Record excerpts:
PR #1089, opened 2022-01-07
Parallel cut algorithm

pentacular:


algorithm/cgal/cgal.cc
```diff
@@ -85,6 +87,10 @@
 #include <boost/range/adaptor/reversed.hpp>
 #include <queue>
 
+#ifdef CUSTOM_HAS_THREADS
+#include <thread>
```
BarbourSmith, line 91: Its cool that this thread stuff can stay in for when it becomes stable

algorithm/cgal/cgal.cc
```diff
@@ -2119,6 +2079,198 @@ int ClipSurfaceMeshes(size_t target_count, emscripten::val getTargetMesh,
   return STATUS_OK;
 }
 
+int ParallelCutSurfaceMeshes(size_t target_count, emscripten::val getTargetMesh,
```
BarbourSmith, line 2082: Right now this one isn't used right? But we can switch to it once cgal becomes thread safe?

algorithm/cgal/cutSurfaceMeshes.js
```diff
@@ -9,7 +9,7 @@ export const cutSurfaceMeshes = (targetMeshes, targetSegments, sources) => {
     const cutMeshes = [];
     const cutSegments = [];
     let nthSegments;
-    const status = getCgal().CutSurfaceMeshes(
+    const status = getCgal().ParallelCutSurfaceMeshes(
```
BarbourSmith, line 12: Or no it is used. Is this parallel done using workers? If so where is the worker called from?

BarbourSmith (approved):
lgtm 👍 👍

algorithm/cgal/cgal.cc
pentacular: Actually, this is the one in use at the moment -- it's just compiled with threading off.

We should see if there's a performance difference between the two algorithms.

algorithm/cgal/cutSurfaceMeshes.js
pentacular: It's a parallel algorithm, but in this case we're running the parallel components sequentially since threading is disabled.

Exercise details:
Each line holding the word "this" must be pulled from the records.

Written response:
BarbourSmith, line 91: Its cool that this thread stuff can stay in for when it becomes stable
BarbourSmith, line 2082: Right now this one isn't used right? But we can switch to it once cgal becomes thread safe?
BarbourSmith, line 12: Or no it is used. Is this parallel done using workers? If so where is the worker called from?
pentacular: Actually, this is the one in use at the moment -- it's just compiled with threading off.
pentacular: It's a parallel algorithm, but in this case we're running the parallel components sequentially since threading is disabled.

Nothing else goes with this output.